> Work required
Starting at the top of the entries below, set down every line exactly, please, until you reach the line with "We no longer", which is included too.

> Records from a collection
PR #2092, opened 2015-05-18
[Label] Changed orientation(string) to angle(number)

rcchen:
We no longer use orientation strings, and instead pass the angle straight in. 

* `constructor(displayText = "", orientation = "horizontal")` -> `constructor(displayText = "")`
* `orientation(orientation: string)` -> `angle(angle: number)`

Fixes #2048

Issue #1921, opened 2015-04-26
Un-skip tests


jtlan:
A number of tests are currently being skipped, which makes it harder to see if we've screwed something up during the refactor. We should un-skip any skipped tests.

aicioara:
On it. Tests are failing for various reasons (old browser config in SauceLab, TODOs, weird measurements in FF), so trying to fix them all.

aicioara:
Could not eliminate one skiptest because of this https://github.com/palantir/plottable/issues/2003

aicioara:
Blocked by #2003

aicioara:
Reopen the PR #2127 and continue once unblocked

aicioara:
Eliminated all. Blocked by 
#2164
When done open PR here https://github.com/palantir/plottable/compare/unskipTests3?expand=1

PR #2121, opened 2015-05-20
Unskip tests

aicioara:
Unskips few tests. Created this now to unblock #2092
Part of #1921 
- Upgraded Firefox and Chrome on SauceLabs to the latest version
- Increased tolerance of FireFox pixel precision to 2

### DIFF
--- a/Gruntfile.js
+++ b/Gruntfile.js
@@ -134,10 +134,10 @@ module.exports = function(grunt) {
 
   var browsers = [{
     browserName: "firefox",
-    version: "30"
+    platform: "linux"
   }, {
     browserName: "chrome",
-    version: "35"
+    platform: "linux"
   }, {
     browserName: "internet explorer",
     version: "9",
--- a/test/globalInitialization.ts
+++ b/test/globalInitialization.ts
@@ -13,7 +13,7 @@ before(() => {
   if (window.PHANTOMJS) {
     window.Pixel_CloseTo_Requirement = 2;
   } else if (isFirefox) {
-    //HACKHACK #2122
+    // HACKHACK #2122
     window.Pixel_CloseTo_Requirement = 2;
   } else {
     window.Pixel_CloseTo_Requirement = 0.5;
--- a/test/globalInitialization.ts
+++ b/test/globalInitialization.ts
@@ -13,7 +13,7 @@ before(() => {
   if (window.PHANTOMJS) {
     window.Pixel_CloseTo_Requirement = 2;
   } else if (isFirefox) {
-    window.Pixel_CloseTo_Requirement = 1;
+    window.Pixel_CloseTo_Requirement = 2;
   } else {
     window.Pixel_CloseTo_Requirement = 0.5;
   }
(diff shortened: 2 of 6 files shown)


Gruntfile.js
```diff
@@ -134,10 +134,10 @@ module.exports = function(grunt) {
 
   var browsers = [{
     browserName: "firefox",
-    version: "30"
+    platform: "linux"
   }, {
     browserName: "chrome",
-    version: "35"
+    platform: "linux"
```
bluong: Why "linux"?  At the very least we probably want to go something like... Windows?

rcchen: Yeah we should default to Windows for these.

aicioara: That was the original default. I tried to minimize the changes. You want Windows?

test/globalInitialization.ts
```diff
@@ -13,7 +13,7 @@ before(() => {
   if (window.PHANTOMJS) {
     window.Pixel_CloseTo_Requirement = 2;
   } else if (isFirefox) {
-    window.Pixel_CloseTo_Requirement = 1;
+    window.Pixel_CloseTo_Requirement = 2;
```
bluong: Why this change?

rcchen: What's the reason for this? (why is 2 a more correct number than 1)

Gruntfile.js
bluong: Most of our users will probably be on Windows.  We probably want to align to that fact.

test/globalInitialization.ts
aicioara: The issue is that the `SVGTypeWriter` uses `getBBox()` to figure out the width and height of a text element, while our tests use `getBoundingClientRect()` for the same purpose. There is no difference between the 2 values in IE9 and Chrome, but it differs in Mozilla by 2 pixels. This was the easiest change

bluong: As long as we think we have the right number here I think it makes sense

Gruntfile.js
aicioara: Did the change and there are more tests failing, due to pixel rounding differences (I believe)... I'd file another issue for this.

test/globalInitialization.ts
aicioara: We probably don't since that should be a ratio (be dependent on the size), while we use it as a constant

Gruntfile.js
aicioara: Opened this https://github.com/palantir/plottable/issues/2122

test/globalInitialization.ts
aicioara: + that thing is a hack

rcchen: Can you add the explanation that you had about `getBBox()` and `getBoundingClientRect()` to the comments on the source here and annotate it with `HACKHACK:`? That way this explanation won't be lost for the future.

Gruntfile.js
bluong: Why can't we switch to Windows and then just fix the tests in accordance in this PR.  I don't mark this currently as an upgrade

> Answer space
PR #2092, opened 2015-05-18
[Label] Changed orientation(string) to angle(number)

rcchen:
We no longer use orientation strings, and instead pass the angle straight in. 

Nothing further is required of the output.